--- Supplied material Enclosed Below ---
PR #619, opened 2022-02-03
Skeleton op - Lowest Complexity Data Augmentation Op

### LINKED ISSUE #621: Low Level Data Augmentation Op
Currently, the way to create new Data Augmentation techniques in Forte is not consistent. It can be created as a `Processor` as well as an `Op`. We want to have a consistent way to have all Data Augmentation techniques be just `Op`. The first component of this solution would be a low level DA Op where the users just need to provide the augmentation logic. This Op will also provide utility functions to help generate that logic. Once the logic is created by the user, this `Op` will process this logic to instantiate the augmentation and applying the changes suggested by the user.

The first step of the solution would be to create a Skeleton `Op` which would only require users to implement the augmentation logic. The utility functions (these can be methods to insert/delete/replace annotations) will be provided by the `Op` itself. This can set the tone for future `Ops` which could take the Skeleton Op further and make other DA frameworks with varying levels of complexity and freedom of computation. By doing so, we can set the basis for a consistent setup where all DA methods can be translated to `Op`.

Pushkar-Bhuse:
This PR fixes #621. 

### Description of changes
This is the first stage of migrating all data augmentation techniques in Forte to the `Op` format. Skeleton Op is the framework for by which users can implement their own augmentation logic by using inbuilt utility functions.

This would help in migrating current Data Augmentation techniques which are otherwise used as `Processors` to `Op`. This will also form the basis for higher level `Op` structures with greater simplicity but lesser freedom.

### Test Conducted
The tests included checking if the internal data structures of the `SkeletonOp` remained consisted before, during and after a data augmentation task. This was done by creating a dummy augmenter which inherited the `SkeletonOp`


hunterhector:
Please create a proper issue, and correctly uses `This PR fixes [issue link]`

forte/processors/data_augment/algorithms/skeleton_op.py
```diff
@@ -0,0 +1,250 @@
+# Copyright 2020 The Forte Authors. All Rights Reserved.
```
hunterhector, line 1:
```suggestion
# Copyright 2022 The Forte Authors. All Rights Reserved.
```

forte/processors/data_augment/algorithms/skeleton_op.py
```diff
@@ -0,0 +1,250 @@
...
+            span: Span = self._replaced_annos[pid][ind][0]
+            if not (span.begin >= end or span.end <= begin):
+                return True
+            if span.begin > end:
+                break
+            ind += 1
+
+        return False
+
+    def inserted_annotation_status(self):
```
hunterhector, line 120: let's annotate the return type on the function signature

hunterhector: If the purpose is to return one of the internal value, consider using `@property`?

hunterhector: Btw, is it necessary or good to expose internal states to users? We developers can still access these internal variables in test cases without this function

hunterhector (commented):
Only take a glance now,  have some simple comments. For the rest, let's discuss and talk about the details later.

forte/processors/data_augment/algorithms/skeleton_op.py
```diff
@@ -0,0 +1,765 @@
+# Copyright 202 The Forte Authors. All Rights Reserved.
```
hunterhector, line 1:
```suggestion
# Copyright 2022 The Forte Authors. All Rights Reserved.
```

forte/processors/data_augment/algorithms/skeleton_op.py
```diff
@@ -0,0 +1,765 @@
...
+)
+from forte.data.multi_pack import MultiPack
+from forte.data.ontology.core import BaseLink, Entry
+from forte.utils.utils import create_class_with_kwargs, get_class
+
+
+__all__ = ["SkeletonOp"]
+
+
+class SkeletonOp(ABC):
```
hunterhector, line 55: Should extend https://github.com/asyml/forte/blob/master/forte/common/configurable.py so that `default_configs` will work properly and get inherited through the class hierarchy.

forte/processors/data_augment/algorithms/skeleton_op.py
```diff
@@ -0,0 +1,765 @@
...
+        self._data_pack_map: Dict[int, int] = {}
+
+        # :attr:`_entry_maps`: {datapack id: Dict{orig tid, new tid}}
+        # It is a map for tracking the annotation ids
+        # before and after the auto align. It maps the
+        # original annotation tid to the new annotation tid.
+        # It is used when copying the Link/Group/MultiPackLink/MultiPackGroup.
+        self._entry_maps: Dict[int, Dict[int, int]] = {}
+
+        self.configs = configs
```
hunterhector, line 105: Use `make_configs` from `Configurable` to merge provided configs with defulat configs

forte/processors/data_augment/algorithms/skeleton_op.py
```diff
@@ -0,0 +1,765 @@
...
+    Forte's internal setup.
+    """
+
+    def __init__(self, configs: Union[Config, Dict[str, Any]]) -> None:
+
+        # :attr:`_replaced_annos`: {datapack id: SortedList[span, new text]}
+        # It records the spans replaced by new texts.
+        # It is a map from datapack id to a list of tuples
+        # (span, new text) inserted by :func:`replace`.
+        # The new text will be used for building new data pack.
```
hunterhector, line 72: This sentence `The new text will be used for building new data pack` is slightly not clear.

forte/processors/data_augment/algorithms/skeleton_op.py
```diff
@@ -0,0 +1,765 @@
...
+        ] = defaultdict(lambda: SortedList([], key=lambda x: x[0]))
+
+        # :attr:`_inserted_annos_pos_len`: {datapack id: Dict{position: length}}
+        # It records the position and length of inserted spans,
+        # mapping from datapack id to a dictionary (position -> length)
+        # inserted by :func:`insert`.
+        # The position is the index in the original datapack
+        # of insertion, and the length is the length of the inserted string.
+        self._inserted_annos_pos_len: DefaultDict[
+            int, SortedDict[int, int]
```
hunterhector, line 84: why do we need to create a Dict with the position as the key here? I feel this will make it hard to compute overlap, as compared to `SortedList[Tuple[int, int]]`, where you can bisect it. Basically you can store the [begin, end] (position,position+length)

forte/processors/data_augment/algorithms/skeleton_op.py
```diff
@@ -0,0 +1,765 @@
...
+        ] = defaultdict(lambda: SortedDict({}))
+
+        # :attr:`_deleted_annos_id`: {datapack id: Set[annotation tid]}
+        # It records the deleted span ids, mapping from datapack id
+        # to a set of annotation tids appended by :func:`delete`.
+        self._deleted_annos_id: DefaultDict[int, Set[int]] = defaultdict(set)
```
hunterhector, line 90: Similar to above, here we use a slightly different data structure again. Maybe we can also store `SortedList[Tuple[int, int]]` so that we can quickly find overlaps?.

forte/processors/data_augment/algorithms/skeleton_op.py
```diff
@@ -0,0 +1,765 @@
...
+        # original annotation tid to the new annotation tid.
+        # It is used when copying the Link/Group/MultiPackLink/MultiPackGroup.
+        self._entry_maps: Dict[int, Dict[int, int]] = {}
+
+        self.configs = configs
+
+    def perform_augmentation(self, input_pack: DataPack) -> DataPack:
+        r"""
+        Function to apply the defined augmentation function and
+        instantiating it into a data pack. This data pack is then
```
hunterhector, line 110: a new data pack right? should specify this in the docstring

forte/processors/data_augment/algorithms/skeleton_op.py
```diff
@@ -0,0 +1,765 @@
...
+        returned.
+
+        Args:
+            data_pack: The Datapack holding the replaced annotations.
```
hunterhector, line 114: Have you try generating the docstring and take a look at the HTML? I feel the indent here is not correct.

forte/processors/data_augment/algorithms/skeleton_op.py
```diff
@@ -0,0 +1,765 @@
...
+            replaced_annotations: A SortedList of tuples(span, new string).
+            The text and span of the annotations will be updated
+            with the new string.
+
+        Returns:
+            A new data_pack holds the text after replacement.
```
hunterhector, line 120:
```suggestion
            A new `data_pack` holds the text after replacement.
```

forte/processors/data_augment/algorithms/skeleton_op.py
```diff
@@ -0,0 +1,765 @@
...
+        This function copies a Link/Group in the data pack.
+        If the children Link/Group does not exist, it will recursively
+        create the children Link/Group. If the children Annotation
+        does not exist, it will abort and return False.
+        Args:
+            entry: The Link/Group in the original data pack to copy.
+            entry_map: The dictionary mapping original entry to copied entry.
+            new_pack: The new data pack, which is the destination of copy.
+        Returns:
+            A bool value indicating whether the copy happens.
```
hunterhector, line 142: whether it is sucessful

forte/processors/data_augment/algorithms/skeleton_op.py
```diff
@@ -0,0 +1,765 @@
...
+        """
+
+        # If the entry has been copied, return True.
+        if entry.tid in entry_map:
+            return True
+
+        # The entry should be either Link or Group.
+        is_link: bool = isinstance(entry, Link)
```
hunterhector, line 150: This didn't check for group, shalle we check for group and raise error otherwise?

forte/processors/data_augment/algorithms/skeleton_op.py
hunterhector, line 55: Btw, `SkeletonOp` might not be the best name? Something more down to the ground like `BaseOp` or `AbstractDAOp` (any names you like). And we also didn't have the term "data augmentation" in the class name.

forte/processors/data_augment/algorithms/skeleton_op.py
```diff
@@ -0,0 +1,765 @@
...
+        It could be used in tasks such as text generation, where
+        MultiPackLink is used to align the source and target.
+        Args:
+            entry: The MultiPackLink/MultiPackGroup to copy.
+            multi_pack: The multi_pack contains the input entry.
+        Returns:
+            A bool value indicating whether the copy happens.
+        """
+        # The entry should be either MultiPackLink or MultiPackGroup.
+        is_link: bool = isinstance(entry, BaseLink)
```
hunterhector, line 205: MIght check for `MultiPackLink` instead? also could throw exceptions for non-MultiPackLink, non-MultiPackGroup ones?

forte/processors/data_augment/algorithms/skeleton_op.py
```diff
@@ -0,0 +1,765 @@
...
+            child_pack: DataPack = child_entry.pack
+            child_pack_pid: int = child_pack.pack_id
+            # The new pack should be present.
+            if (
+                child_pack_pid not in self._data_pack_map
+                or child_pack_pid not in self._entry_maps
+            ):
+                return False
+            new_child_pack: DataPack = multi_pack.get_pack_at(
+                multi_pack.get_pack_index(self._data_pack_map[child_pack_pid])
```
hunterhector, line 224: I feels like this can be done via this func: 
https://github.com/asyml/forte/blob/1fac83be0b2d34d8adb995a2629e31743756e71b/forte/data/multi_pack.py#L275

forte/processors/data_augment/algorithms/skeleton_op.py
```diff
@@ -0,0 +1,765 @@
...
+            new_children.append(new_child_entry)
+
+        # Create the new entry and add to the multi pack.
+        new_entry: Entry
+        if is_link:
+            entry = cast(MultiPackLink, entry)
+            new_link_parent: Entry = new_children[0]
+            new_link_child: Entry = new_children[1]
+            new_entry = type(entry)(
+                multi_pack, new_link_parent, new_link_child  # type: ignore
```
hunterhector, line 242: I guess we can inline 239 240 here, but this is minor

forte/processors/data_augment/algorithms/skeleton_op.py
```diff
@@ -0,0 +1,765 @@
...
+    def modify_index(
+        self,
+        index: int,
+        # Both of the following spans should be SortedList.
+        # Use List to avoid typing errors.
+        old_spans: List[Span],
+        new_spans: List[Span],
+        is_begin: bool,
+        is_inclusive: bool,
+    ) -> int:
```
hunterhector, line 259: I assume you copy from the original code without modification? If so, I will skip reviewing this.

forte/processors/data_augment/algorithms/skeleton_op.py
```diff
@@ -0,0 +1,765 @@
...
+            # Use the span's end index as anchor, if possible.
+            delta_index = (
+                new_spans[last_span_ind].end - old_spans[last_span_ind].end
+            )
+        return index + delta_index
+
+    def _apply_augmentations(
+        self,
+        data_pack: DataPack,
+    ) -> DataPack:
```
hunterhector, line 426: Simiarly, is there anything new here or mostly copied? I will skip reviewing this if they are copied.

forte/processors/data_augment/algorithms/skeleton_op.py
```diff
@@ -0,0 +1,765 @@
...
+        if len(self._replaced_annos[pid]) == 0:
+            return False
+        ind: int = (
+            bisect_left(self._replaced_annos[pid], (Span(begin, begin), "")) - 1
+        )
+        if ind < 0:
+            ind += 1
+
+        while ind < len(self._replaced_annos[pid]):
+            span: Span = self._replaced_annos[pid][ind][0]
```
hunterhector, line 653: hmm, so here we only check conflicts with "replacement", didn't check with "delete" and stuff?

forte/processors/data_augment/algorithms/skeleton_op.py
```diff
@@ -0,0 +1,765 @@
...
+            A dictionary with the default config for this processor.
+        Following are the keys for this dictionary:
+            - `augment_entry`:
+                Defines the entry the processor will augment.
+                It should be a full qualified name of the entry class.
+                For example, "ft.onto.base_ontology.Sentence".
+        """
+        return {
+            "augment_entry": "ft.onto.base_ontology.Token",
+            "other_entry_policy": {},
```
hunterhector, line 764: We don't need a default value for `augment_entry` right? We could in fact create a default value for `other_entry_policy`. Here we also miss the documentation for `other_entry_policy`

tests/forte/processors/data_augment/algorithms/skeleton_op_test.py
```diff
@@ -0,0 +1,104 @@
...
+        self.assertEqual(list(delete_list[data_pack.pack_id]), [token_1.tid])
+
+        expectations = [
+            (Span(token_1.begin, token_1.end), ""),
+            (Span(token_1.end, token_1.end), "There"),
+            (Span(token_3.begin, token_3.end), "Last"),
+        ]
+
+        self.assertEqual(list(replace_list[data_pack.pack_id]), expectations)
+
```
hunterhector, line 101: The test cases didn't test for the exceptions.

Also, the code you adapted here that does all the deletion and insertion work, are coupled with a good set of test cases here: https://github.com/asyml/forte/blob/master/tests/forte/processors/base/data_augment_replacement_processor_test.py

What's your plan of keeping these test cases?

hunterhector (commented):
1. Many functions in the skeleton op are not private. But we should probably only expose a few, and keep the rest private. We should probably make only a few selected functions, including the utities to be public.
2. Looking at the codecov report: https://app.codecov.io/gh/asyml/forte/compare/619/diff?src=pr&el=tree&utm_medium=referral&utm_source=github&utm_content=comment&utm_campaign=pr%20comments&utm_term=asyml#D1L146, it seems like the coverage of the skeleton_op is fairly low (only 60%). What's the plan of adapting our existing test cases to here?

forte/processors/data_augment/algorithms/word_splitting_processor.py
```diff
@@ -98,51 +98,47 @@ def default_configs(cls):
         Returns:
             A dictionary with the default config for this processor.
             Additional keys for determining how many words will be split:
-            - alpha: 0 <= alpha <= 1. indicates the percent of the words
-            in a sentence that are changed.
-        Config Values:
-
-            - `other_entry_policy` (dict):
+        The keys to this dictionary are:
+            - alpha:
```
feipenghe, line 102: Several suggestions.
1. At the beginning of the list bulletpoint, there should be an empty line.
2. "-" should align with the start of the previous sentence on a vertical line, in this case "the"
3. "The keys to this dictionary are:" should have the same indentation level as the previous docstring. Or you might not even need this description as the previous docstring is clear enough. (So a simple fix for 2 and 3 is just delete "The keys to this dictionary are:")
4. You can use [building docs command](https://github.com/asyml/forte/blob/d3083beca858d7f254090c3e3185f78f2dfed110/.github/workflows/main.yml#L136) and see how you docstring look like in a html.

forte/processors/data_augment/base_data_augment_processor.py
```diff
@@ -58,20 +58,17 @@ def modify_index(
     r"""
     A helper function to map an index before replacement
     to the index after replacement.
-
```
feipenghe, line 61: It might be better to keep the empty lines there as they separate docstring paragraphs clearly.

forte/processors/data_augment/algorithms/skeleton_op.py
Pushkar-Bhuse: Actually, this set up for recording deleted annotations is quite simple. Because when updating the new data pack, we just check that if the annotation which we are planning to add now to the data pack exists in the `deleted_annos_id` set or no. If it does, we just continue iterating, which essentially means that this annotation is not added.

forte/processors/data_augment/algorithms/skeleton_op.py
Pushkar-Bhuse: This is useful when a new annotation is inserted. It helps to check if there has been an insertion before at that position in O(1) time. If there has, then it doesn't go through with recording that insertion. Else it will add that record in this data structure.

forte/processors/data_augment/algorithms/skeleton_op.py
Pushkar-Bhuse: There is nothing new here

forte/processors/data_augment/algorithms/skeleton_op.py
Pushkar-Bhuse: If you go below, when adding annotations to the data pack, we check if the annotations exist in the deleted_annos data structure. If yes, they are not added. Similarly, for inserted, we have a separate loop which handles inserted annotations.

forte/processors/data_augment/algorithms/skeleton_op.py
Pushkar-Bhuse: I think `augment_entry` is an important default config since it determines on what type of ontology will the augmentation happen. Sorry about the `other_entry_policy documentation. I'll add it.

forte/processors/data_augment/algorithms/skeleton_op.py
```diff
@@ -0,0 +1,765 @@
...
+                break
+            ind += 1
+
+        return False
+
+    def insert_annotations(
+        self, inserted_text: str, data_pack: DataPack, pos: int
+    ) -> bool:
+        r"""
+        This is a utility function to insert a new annotation. After
```
hunterhector, line 666: Feels like this is not accurate `This is a utility function to insert a new annotation`. The function only insert some new text right?

forte/processors/data_augment/algorithms/skeleton_op.py
Pushkar-Bhuse: What `_replaced_annos` basically records is all types of operations done on a text, be it insert, delete or replace. the operation of deleting just a part of an annotation can be replicated as a collection of one insert and one delete task (we first delete the annotation and insert the part of it that we want to keep). This maintains a consistent structure. The job of creating the final data pack is determined by the `_replaced_annos` data structure.

hunterhector: I think I understand a bit now, can you fix all the rest of the comments?

forte/processors/data_augment/algorithms/skeleton_op.py
```diff
@@ -0,0 +1,765 @@
...
+        """
+        pid: int = input_anno.pack.pack_id
+        if self._overlap_with_existing(pid, input_anno.begin, input_anno.end):
+            return False
+
+        self._replaced_annos[pid].add((input_anno.span, ""))
+        self._deleted_annos_id[pid].add(input_anno.tid)
+        return True
+
+    def replace_annotations(
```
hunterhector, line 710: Do you feel there is a need to include `split_annotation` (like you did before) as another utility?

forte/processors/data_augment/algorithms/skeleton_op.py
```diff
@@ -0,0 +1,765 @@
...
+        self, replacement_anno: Annotation, replaced_text
+    ) -> bool:
+        r"""
+        This is a utility function to record specifically a replacement of an annotation.
+        With this function, an annotation can be replaced with another annotation.
```
hunterhector, line 715: `an annotation can be replaced with another annotation`, not really what this function is doing right? We are replacing the text of this annotation with the new text?

forte/processors/data_augment/algorithms/skeleton_op.py
hunterhector: And tbh, we don't know whether this op is only concerning one type of `augment_entry`, so having this `augment_entry` key here is probably meaningless, I think we can remove this key entirely.

forte/processors/data_augment/algorithms/skeleton_op.py
Pushkar-Bhuse: It is using the same function

tests/forte/processors/data_augment/algorithms/skeleton_op_test.py
Pushkar-Bhuse: This could be done when we integrate the Base Data Augment Processor to use the Skeleton Op

forte/processors/data_augment/algorithms/skeleton_op.py
Pushkar-Bhuse: From the work I did in the `word_splitting` op, I feel that the operation of splitting an annotation can be done by the combination of an `insert` and `delete`. So that is why I feel we dont need a separate split utility.

tests/forte/processors/data_augment/algorithms/skeleton_op_test.py
Pushkar-Bhuse: The ones that needed the creation would take time. But for the rest, like `test_modify_index` and `test_multi_pack_copy_link_or_group`, I will be adding them to the next commit.

forte/processors/data_augment/algorithms/word_splitting_processor.py
Pushkar-Bhuse: Doing that gave me an unexpected indent error

feipenghe: It seems like the it has passed test cases. If you still have issue you can refer to this [edit](https://github.com/asyml/forte/pull/636/commits/fd89c925c96fe879bed46bf302c9b42bb4905874#diff-b522065264cdf426e37a70fb07d873a84c5e537aa20602de61e0c50efa861fccL179).

For other related issues, you can search keyword in this [PR](https://github.com/asyml/forte/pull/636/commits) for example fix.

hunterhector (approved):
--- End of Enclosed Supplied material ---
Work request —
A word-for-word copy of the entries, from the first line through the line containing "Please create a", is the whole answer.

Problem solution —
PR #619, opened 2022-02-03
Skeleton op - Lowest Complexity Data Augmentation Op

### LINKED ISSUE #621: Low Level Data Augmentation Op
Currently, the way to create new Data Augmentation techniques in Forte is not consistent. It can be created as a `Processor` as well as an `Op`. We want to have a consistent way to have all Data Augmentation techniques be just `Op`. The first component of this solution would be a low level DA Op where the users just need to provide the augmentation logic. This Op will also provide utility functions to help generate that logic. Once the logic is created by the user, this `Op` will process this logic to instantiate the augmentation and applying the changes suggested by the user.

The first step of the solution would be to create a Skeleton `Op` which would only require users to implement the augmentation logic. The utility functions (these can be methods to insert/delete/replace annotations) will be provided by the `Op` itself. This can set the tone for future `Ops` which could take the Skeleton Op further and make other DA frameworks with varying levels of complexity and freedom of computation. By doing so, we can set the basis for a consistent setup where all DA methods can be translated to `Op`.

Pushkar-Bhuse:
This PR fixes #621. 

### Description of changes
This is the first stage of migrating all data augmentation techniques in Forte to the `Op` format. Skeleton Op is the framework for by which users can implement their own augmentation logic by using inbuilt utility functions.

This would help in migrating current Data Augmentation techniques which are otherwise used as `Processors` to `Op`. This will also form the basis for higher level `Op` structures with greater simplicity but lesser freedom.

### Test Conducted
The tests included checking if the internal data structures of the `SkeletonOp` remained consisted before, during and after a data augmentation task. This was done by creating a dummy augmenter which inherited the `SkeletonOp`


hunterhector:
Please create a proper issue, and correctly uses `This PR fixes [issue link]`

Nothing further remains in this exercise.